I’ve been doing experiments on game AI, tactic team AI to be specific. And currently I’m looking forward to make use of a heatmap.
My idea is to make a grid map and assign heat value (or temperature) on grids so that it represents value of some property that can be reasoned about by an agent. An example would be to represent the potential danger. Think of a group of defenders who wants to defend a room with two entrance from waves of zombies. The area close to the two entrances are most dangerous, therefore have highest temperature in the heatmap. In addition to those two points, places nearby should also be ranked more dangerous than any other places. And a corner of the room could be a safer place to hold (although it’s not always true).
However I’d like the heatmap to have some extra characteristics. Namely, I want the emission of the heat satisfy this constraint:
The narrower the space is, the harder for the heat to go away.
It makes sense because it’s most dangerous if you are trapped in a small cage or a narrow corridor with a ruthless zombie than in a open space, where you can run and turn freely.

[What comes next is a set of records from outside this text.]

PR #263, opened 2020-10-06
Add service instances list

keiko713:
A bit of follow-up of https://github.com/netlify/open-api/pull/258
We're missing the endpoint to list service instances for the site in the spec, so adding it.
I also found a bug in my previous PR (status code of `show` was 200 🤦 ) so fixing it here.


vbrown608 (approved):
:carrot:

keiko713:
@erezrokah could you please do the merge + release for this one?

erezrokah:
Released https://github.com/netlify/open-api/releases/tag/v0.18.0. Had to skip `0.17.0` as it was tagged, but not released. Not sure we should do another release just for that tag

PR #266, opened 2020-10-19
adding refresh_token endpoint

dustincrogers:
#### Description:
Not exactly sure what I am doing here but I believe this will expose the `refresh_token` endpoint thru the open-api spec, making it available to the `js-client` (and I will also regenerate the go client before merging this, as is the protocol I think)

#### Impact:
This could cause downstream issues I think, but is unlikely since it is passing `make validate`, but I am looking for input on that

#### Testing:
Im not sure how to test the client updates for these changes.
passing `make validate`

```
% make validate
GO111MODULE=off go get -u github.com/myitcv/gobin && go mod download
gobin -m -run github.com/go-swagger/go-swagger/cmd/swagger@v0.23.0 validate swagger.yml
2020/10/19 15:50:20
The swagger spec at "swagger.yml" is valid against swagger specification 2.0
```

### DIFF
--- a/swagger.yml
+++ b/swagger.yml
@@ -2571,6 +2571,8 @@ definitions:
         type: string
       access_token:
         type: string
+      refresh_token:
+        type: string
       user_id:
         type: string
       user_email:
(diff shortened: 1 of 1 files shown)


dustincrogers:
@keiko713 advised that this is not a proprietary endpoint, but a oauth standard. And we should hardcode the capability into the js-client and go-client instead. Closing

My first implementation attempt is to use Breadth-First Search to spread the heat and decrease the energy as it goes farther and farther. And to satisfy the requirement above, I made the decrease factor negatively related to the number of open spaces (neighbor grid without obstacles) next to a grid. For instance, let’s say first there’s a heat source somewhere in the grid field, and 5 out of it’s 8 neighbors are obstacles. And those 3 open neighbors will share all the energy the heat source emits. On the other hand, if all 8 neighbors of some heat source are open, the heat emit will be evenly distributed among them, therefore each neighbor receives less energy.
Intuitively this method tends to keep energy in small room and makes heat in narrow hallways to travel further before the energy becomes insignificant, than in a wide open space. However, the experiment didn’t work out well.
In the experiment I use the number of grids a heat source can influence to indicate whether this model makes sense. In common sense, a heat source with the same initial energy should influence same number of grids regardless of geometry, assuming the obstacles are made of insulation materials. But this naive model cannot guarantee it. Also, exponentially decreasing energy feels wrong. You can see the results from the image below. (Depth of green-ish color indicates the energy. Two heat sources are on the same row, different columns of the field)
Next step I’ll figure out how to preserve the area of influence on any geometry, and try to invite some 1/distance^2 like factor into the function because it feels more natural.